Pheolix shook his head. “A Naiad can’t make such a vow against their master. My body wouldn’t even let me say the words. They’d be empty air in my mouth.”
“You can,” I ground out. “You will. Theia will allow it.”
I didn’t know if such a thing was possible. I didn’t know if the moon listened to conversations spoken under the sun. But if I were to threaten a god over anything, it would be this. I reached into his pocket, drawing out the knife he played with whenever his thoughts grew dark and isolated. “Vow it.”
His shoulders deflated with slow skepticism. He straightened, taking the knife from my hand, and drew it across the pad of his thumb. Merely humoring me.
He didn't expect it to work.
My mouth thinned, unwilling to accept failure. Blood flooded into his thumbprint, tiny canals of scarlet red. Steel eyes flicked to me. Consoling. As though he knew the attempt had already failed.
“Vow it,” I growled.
Pheolix opened his mouth.
I held my breath.
A snap of light ignited over his skin.
Epilogue
Pheolix opened my door without knocking.
Well, not Pheolix. Thaan. Wearing Pheolix’s body.
I set my feather pen beside my notebook, placing my elbows on the table.
I knew what he came to say. Had suspected it since Prince Nikolaos’s letter arrived from Leihani. Then known for sure when the gossip trailed the ship into port.
It had started. She was here. Cebrinne’s daughter.
I’d hoped she’d arrive in Calder some other way. But like everything else I’d dreamed up in my life, avoiding Thaan was the wish of a fool. I suppose, somewhere deep down, I’d always known he’d get to her first.
Cain stepped through the door behind Pheolix, adjusting his glasses.
“I’m sure you heard the Prince brought a woman back with him,” Pheolix drawled in a voice that wasn’t his. He joined his fingers together in a position that wasn’t his either, looking down at me with such arrogance I had to flex my jaw to keep from shoving to my feet.
Thaan loved when I reacted. Loved when I lost my cool. Loved knowing he’d pushed me too far, easily signified when I started throwing whatever porcelain dish was nearest. Something about watching it explode always soothed my nerves, but I hated giving him the satisfaction.
“I heard,” I replied, facing Cain rather than the person through whom he spoke. The entire moon-damned palace had heard. The news had spread like wildfire, burning into the mouths of everyone from the secretaries in Thaan’s administrative offices to the guards along the curtain wall.
I couldn’t often scent Thaan’s anger. He usually kept it tucked tight around him. But his grip on his emotions slipped as I sat coolly before him, unbothered by the mention of the young woman from the islands. The metallic heat of it prickled in my nose, and I had to stifle the urge to smile. I was like him, I supposed.
I relished the thought of making him angry.
“She’s waiting for you,” Pheolix—Thaan—said.
The urge to smile dropped. The air felt too thick. My heart skipped a beat. “Now?”
“Now.”
I hesitated. “What does she know?”
He laughed cruelly. “Almost nothing. Doesn’t even understand what a Naiad is.”

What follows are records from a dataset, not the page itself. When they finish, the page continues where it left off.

PR #858, opened 2026-08-27
Add Insights POPC KPI template and atomic apply

nawartamawi:
## Summary

- add the generic `insights__kpi` Tableau bookmark template while retaining `insights__kpi_obsolete` for later cleanup
- display the Insight metric name without changing its casing and use Tableau teal for every change direction
- show target-period context and value, previous-period label/range and value, and relative change in the customized tooltip
- compose trusted KPI calculations and worksheet injection into one workbook mutation
- preserve the ordinary apply-and-verify path for generic and untrusted callers
- make calculation reuse semantic and format-aware, preserve donor currency cleanup, and decode binder values exactly once
- poll atomic calculation readback until Desktop settles and expose retry safety only for pre-dispatch failures
- create collision-free KPI worksheet names across worksheets, dashboards, and stories using canonical Tableau name equality while preserving duplicate-sheet reuse

## Validation

- canonical `scripts/agent-check`: all 5 gates passed
- MCP suite: 392 files, 6,449 tests passed
- focused tooltip/template suite: 42 tests passed
- lint, typecheck, desktop build, and lockstep hash gate: passed
- live POPC KPI authoring verified in Tableau Desktop

## Stack

- South backend: https://gitlab.tableausoftware.com/browser-clients/tab-agent-south/-/merge_requests/174
- South UI: https://gitlab.tableausoftware.com/browser-clients/tab-agent-south-ui/-/merge_requests/92


src/tools/desktop/authoring/binder/bindTemplate.ts
```diff
@@ -2576,6 +2653,13 @@ export const getBindTemplateTool = (server: DesktopMcpServer): DesktopTool<typeo
             return sessionResult.error.toErr();
           }
           const resolvedSession = sessionResult.value;
+          const atomicCalcApply =
```
tonythebest: **Note (non-blocking):** `atomicCalcApply` is gated on a four-way AND (`extra.config.allowSkipValidation === true && skip_validation === true && auto_apply === true && proposal.template === 'insights__kpi' && calcs?.length > 0`). If any one of these silently drops out — e.g. a future caller sets `skip_validation` but not `auto_apply`, or the trusted-config flag isn't propagated — the code falls back to the non-atomic multi-apply path with no signal that the atomic single-apply guarantee was lost. That fallback is *safe*, but debugging "why did this KPI bind take two applies / lose the readback verification" would be hard. Consider a debug-level log when a KPI insight bind is eligible for the atomic path on every condition except one, so an accidental gating regression is observable rather than silent. Not a blocker — the behavior is correct today.

tonythebest (approved):

tonythebest:
🤖 **Automated review hold — pending human review by Tony**

Reviewed the Insights POPC → KPI atomic-apply change (generic `insights__kpi.tbm` template, `workbookHasSheetNamed`, collision-free worksheet titling, single-apply `prepareCalculationsInWorkbook` + `pollReadback` verification, idempotent-retry via `normalizeFormula`/`findColumnByCaption`, and the trusted-template guard). Sophisticated and well-tested (136→138 TBM corpus; new atomic/collision/currency-preservation tests); no Blocker/Major found — one non-blocking Note posted about silent fallback when the atomic-apply gate partially fails. Verdict: LGTM / approved.

---

**Why this comment exists:** Tony's MR/PR-review autopilot reviewed and approved this change and left one non-blocking Note. This comment flags the PR for optional later human review by Tony. meta-pr-review ran this pass: yes.

**Code owner:** if you're confident this change is safe, feel free to proceed / merge — no need to wait on Tony.

tonythebest (approved):

src/tools/desktop/authoring/binder/bindTemplate.ts
```diff
@@ -2280,13 +2449,25 @@ async function performAutoApply({
...
+          bind: bindMs,
+          inject: injectMs,
+          apply: applyMs,
+          readback: readbackMs,
+          summary: summaryMs,
+          total: bindMs + injectMs + applyMs + readbackMs + summaryMs,
+        }
+      : { bind: bindMs, inject: injectMs, apply: applyMs },
+    ...(trustedDeterministicApply && receiptInput.readback
+      ? { verification: receiptInput.readback }
```
tonythebest, line 2592: **High — preserve post-dispatch uncertainty across the wire.** This serializes `verification`, but the result still carries `applied: true` and includes the prepared atomic calculations in `authored_calcs`. South forwards `verification.status` but determines terminal success from `applied`/`reused`, so both `failed` (known mismatch) and `skipped` (unknown after dispatch) become successful terminal results. Please make completion explicit: `failed` should be non-success, while `skipped` should remain unknown/non-terminal with `may_have_applied: true` and `retry_safe: false`, not blindly replayed. Gate South’s terminal result on that contract and add cross-repo tests for both statuses.

tonythebest (commented):
Follow-up adversarial review on the current head found two actionable contract issues; details are in the inline threads.

src/tools/web/pulse/validatePulsePayload.ts
```diff
@@ -69,6 +69,34 @@ export function validateBundleRequest(req: BundleRequest): string | null {
     );
   }
 
+  const lastXPeriod = ms.measurement_period.last_x_period;
```
tonythebest, line 113: **Medium — apply this rolling-window validation to Insight Briefs too.** These checks run only in `validateBundleRequest`, while `last_x_period` is part of the shared `pulseMetricSpecificationSchema` used by Insight Brief. A Brief with `range: RANGE_CURRENT_PARTIAL` plus `last_x_period` therefore passes `validateBriefRequest`; Insights Service ignores that rolling configuration unless the range is `RANGE_BY_CONFIG`, silently answering for a different period. Please share these measurement-period invariants with every Brief `metric_group_context` and add negative Brief tests that also prove the API is not called.

mattcfilbert (commented):
[P1] Do not decode parsed worksheet names twice

parseXML() has already decoded attribute entities before these comparisons. Passing those parsed values through xmlNamesEqual() decodes them again, so distinct names collapse: serialized A &amp; B and A &amp;amp; B both match the requested literal A &amp; B. On this head, an exact probe through removeSameNamedWorksheet() removed both worksheets. That can delete an unrelated loose sheet during apply. Compare parsed names with trim/NFC only, keep entity decoding for raw XML slices, and add a regression that preserves the distinct sibling.

🤖 Posted by MattGPT.

src/tools/desktop/authoring/binder/bindTemplate.ts
nawartamawi: Fixed in ce8f44c0. Trusted failed or skipped readback now returns applied:false, may_have_applied:true, retry_safe:false, plus the verification receipt. It uses the existing structural readback and adds no extra Desktop call. The canonical gate is green: 6,597 tests after merging current feature/desktop.

nawartamawi:
Addressed the parsed-XML name finding in ce8f44c0: parsed worksheet, window, and zone names now use a comparator that does not decode entities a second time; raw serialized XML keeps the existing entity-aware comparison. Regression coverage distinguishes A &amp; B from A &amp;amp; B. The branch also includes current feature/desktop and the canonical gate is fully green.

src/tools/desktop/authoring/binder/bindTemplate.ts
tonythebest: Verified on `a8367975` / `ce8f44c0`. Failed or skipped trusted readback now goes through `applyFallback` with `applied: false`, `may_have_applied: true`, `retry_safe: false`, and `isError: true`. That closes this thread for me.

src/tools/web/pulse/validatePulsePayload.ts
tonythebest: Verified on `a8367975`. `validateMeasurementPeriod` is shared with Brief, and the tool test asserts `mockGeneratePulseInsightBrief` is not called for an invalid rolling window. That closes this thread for me.

tonythebest (approved):
Re-reviewed `a8367975` after the feedback push.

Trusted failed/skipped readback now returns `applied: false`, `may_have_applied: true`, `retry_safe: false`. Brief `last_x_period` uses shared `validateMeasurementPeriod`, and parsed worksheet names compare with trim+NFC only. LGTM on this head.

Nit (not blocking): `unescapeXml` can still theoretically double-decode a nested numeric entity; real Tableau formula XML reachability looks low. Title still omits `@W-24012563`.

src/tools/desktop/authoring/binder/bindTemplate.ts
```diff
@@ -1568,6 +1595,87 @@ function applyFailureDisposition(
...
+): string {
+  const worksheetXml = extractSheetXml(workbookXml, worksheetTitle);
+  if (!worksheetXml) {
+    throw new Error(`injected worksheet "${worksheetTitle}" was not found for identity stamping`);
+  }
+  const attributeName = 'user:tableau-agent-idempotency-key';
+  const escapedKey = escapeXmlAttribute(idempotencyKey);
+  const existing = new RegExp(`\\s${attributeName}=(['"])[^'"]*\\1`);
+  const stampedWorksheet = existing.test(worksheetXml)
+    ? worksheetXml.replace(existing, ` ${attributeName}='${escapedKey}'`)
```
tonythebest, line 1672: Minor: `escapedKey` is interpolated into the **replacement** argument of `String.prototype.replace` on both branches here (and on the `<worksheet` branch just below). In a replacement string, `$` is special — `$&`, `$1`, `$'`, `` $` `` are substituted rather than inserted literally. `escapeXmlAttribute` escapes XML entities but not `$`, so an idempotency key containing `$` (e.g. `$&`) would be corrupted on write, and the stamped attribute would then no longer match the original key on the next `worksheetTitleForIdempotencyKey` lookup — silently breaking idempotency for that key.

Not a live bug given keys are currently hex, but it's a latent footgun if the key source ever widens. Safest fix is to pass a replacer function instead of a string, e.g. `worksheetXml.replace(existing, () => \` ${attributeName}='${escapedKey}'\`)`, which treats the value literally.

mattcfilbert (approved):
lgtm

PR #2217, opened 2018-01-25
fix: correct text size of the toolbar text is displayed in landscape

### LINKED ISSUE #2036: Text appears smaller in toolbar on rotation
**Actual Behaviour**

Currently if we keep our phone in landscape mode and open any activity,the text size of the toolbar is decreased (on rotating the screen normally ie after opening the activity, the text size remains the same)

**Expected Behaviour**

The text size should be same in all cases.

**Steps to reproduce it**

Keep your phone in landscape mode.
Open any activity.

**Screenshots of the issue**

screenshot_20171222-125933

ezgif com-video-to-gif 27

Yes

nikit19:
Fixes #2036 

Changes: correct text size of the toolbar text is displayed in landscape mode in all activities

Screenshots for the change: 
screenshot_20180125-235822
screenshot_20180125-235838

### DIFF
--- a/android/app/src/main/res/layout-sw600dp/activity_main.xml
+++ b/android/app/src/main/res/layout-sw600dp/activity_main.xml
@@ -37,6 +37,7 @@
                     style="@style/ToolbarTheme"
                     android:layout_width="match_parent"
                     android:layout_height="?attr/actionBarSize"
+                    app:titleTextAppearance="@style/ToolbarTitle"
                     app:popupTheme="@style/PopupOverlay" />
 
                 <ProgressBar
--- a/android/app/src/main/res/layout/activity_locations.xml
+++ b/android/app/src/main/res/layout/activity_locations.xml
@@ -21,6 +21,7 @@
             style="@style/ToolbarTheme"
             android:layout_width="match_parent"
             android:layout_height="?attr/actionBarSize"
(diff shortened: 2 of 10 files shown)


iamareebjamal:
This would mean adding this style to add new components. Isn't there a better way to handle this? Why is this happening in the first place

nikit19:
@iamareebjamal I guess this is the default behaviour in AppCompat,it has different text sizes for landscape and portrait. 
https://stackoverflow.com/questions/28042331/android-toolbar-small-title-text-in-landscape-mode

mayank8318:
Yes this seems to be the only way of overriding it.

iamareebjamal:
If this is a standard by AppCompat, let it remain to be so as I don't think it is a bug in the implementation. The clients of the generator would want the app to be as standard as possible

nikit19:
Currently the textsize is same in portrait and landscape mode but if you keep your phone in landscape mode and open a new activity,the textSize becomes small for both portrait and landscape mode until that activity is destroyed.
Getting a new textSize for the toolbar seems to be a bug.

I guess the standard was to always have a smaller textSize in landscape mode but if I am right that doesn't happen now as textSize is automatically kept same for both landscape and portrait mode

iamareebjamal (approved):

Not what I meant. My mouth tightened. “Does she know who I am to her?”
Pheolix smiled. Even after twenty years of Thaan using Pheolix to taunt me, few things sliced as deeply under my hide. Cain stood innocuously in front of the door, but Pheolix draped himself over the table, propping himself on his elbows and leaning toward my face. “No, heiress. Why don’t you run up there and tell her?” I pushed slowly from the table, rising out of my seat. Pheolix pinned a hand over mine, stopping me. He stepped in close, nudging his mouth to my ear, and pulled the knife from my belt. I stared past the arch of his neck, glaring at Cain. “Careful,” Pheolix whispered. “This one grew up wild. Let’s not bring her any weapons.”